=== Problem requirements ===
In the entries below, find each line with the word "that" and return it.

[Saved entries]
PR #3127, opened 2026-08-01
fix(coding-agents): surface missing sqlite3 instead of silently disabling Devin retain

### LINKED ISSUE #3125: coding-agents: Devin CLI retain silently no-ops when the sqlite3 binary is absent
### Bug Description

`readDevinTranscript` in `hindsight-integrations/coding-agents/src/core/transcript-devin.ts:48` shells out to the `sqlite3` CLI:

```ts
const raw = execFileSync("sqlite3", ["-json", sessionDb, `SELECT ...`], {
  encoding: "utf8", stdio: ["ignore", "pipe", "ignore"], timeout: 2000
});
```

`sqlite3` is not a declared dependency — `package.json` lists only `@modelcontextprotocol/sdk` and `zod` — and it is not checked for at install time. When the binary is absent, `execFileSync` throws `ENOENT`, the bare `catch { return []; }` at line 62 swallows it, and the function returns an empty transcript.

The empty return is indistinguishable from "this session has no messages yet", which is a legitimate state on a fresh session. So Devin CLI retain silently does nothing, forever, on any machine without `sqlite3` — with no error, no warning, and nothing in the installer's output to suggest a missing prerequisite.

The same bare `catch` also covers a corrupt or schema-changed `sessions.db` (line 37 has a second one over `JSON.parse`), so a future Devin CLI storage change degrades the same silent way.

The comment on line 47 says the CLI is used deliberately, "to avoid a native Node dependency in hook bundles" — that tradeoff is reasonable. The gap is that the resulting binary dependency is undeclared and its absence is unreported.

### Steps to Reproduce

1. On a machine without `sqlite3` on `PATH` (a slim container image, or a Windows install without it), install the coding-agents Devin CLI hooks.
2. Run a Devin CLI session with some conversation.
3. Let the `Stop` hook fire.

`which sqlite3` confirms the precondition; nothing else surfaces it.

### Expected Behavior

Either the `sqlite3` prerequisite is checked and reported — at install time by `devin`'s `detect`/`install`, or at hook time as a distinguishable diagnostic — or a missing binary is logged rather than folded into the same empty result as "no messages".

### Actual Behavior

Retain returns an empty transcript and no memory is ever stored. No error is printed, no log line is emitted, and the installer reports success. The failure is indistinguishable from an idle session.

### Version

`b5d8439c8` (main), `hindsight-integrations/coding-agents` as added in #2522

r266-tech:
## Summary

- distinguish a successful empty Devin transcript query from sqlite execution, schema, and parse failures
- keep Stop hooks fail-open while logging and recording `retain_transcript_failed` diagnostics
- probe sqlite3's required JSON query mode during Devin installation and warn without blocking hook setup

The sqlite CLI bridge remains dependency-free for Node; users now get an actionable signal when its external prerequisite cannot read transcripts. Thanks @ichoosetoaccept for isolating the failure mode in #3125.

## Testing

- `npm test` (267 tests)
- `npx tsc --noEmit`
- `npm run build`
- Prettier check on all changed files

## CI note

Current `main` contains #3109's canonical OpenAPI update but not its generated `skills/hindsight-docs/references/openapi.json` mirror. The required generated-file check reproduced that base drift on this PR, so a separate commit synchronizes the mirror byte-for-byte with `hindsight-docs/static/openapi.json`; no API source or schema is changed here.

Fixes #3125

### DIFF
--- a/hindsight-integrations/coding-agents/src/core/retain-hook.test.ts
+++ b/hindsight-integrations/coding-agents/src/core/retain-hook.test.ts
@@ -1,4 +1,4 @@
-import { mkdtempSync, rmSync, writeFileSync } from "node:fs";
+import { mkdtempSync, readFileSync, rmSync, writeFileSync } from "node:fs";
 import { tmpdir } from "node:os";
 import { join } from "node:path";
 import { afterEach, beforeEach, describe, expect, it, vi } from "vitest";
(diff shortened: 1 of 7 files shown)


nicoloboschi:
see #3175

=== Your response ===
The comment on line 47 says the CLI is used deliberately, "to avoid a native Node dependency in hook bundles" — that tradeoff is reasonable. The gap is that the resulting binary dependency is undeclared and its absence is unreported.
Current `main` contains #3109's canonical OpenAPI update but not its generated `skills/hindsight-docs/references/openapi.json` mirror. The required generated-file check reproduced that base drift on this PR, so a separate commit synchronizes the mirror byte-for-byte with `hindsight-docs/static/openapi.json`; no API source or schema is changed here.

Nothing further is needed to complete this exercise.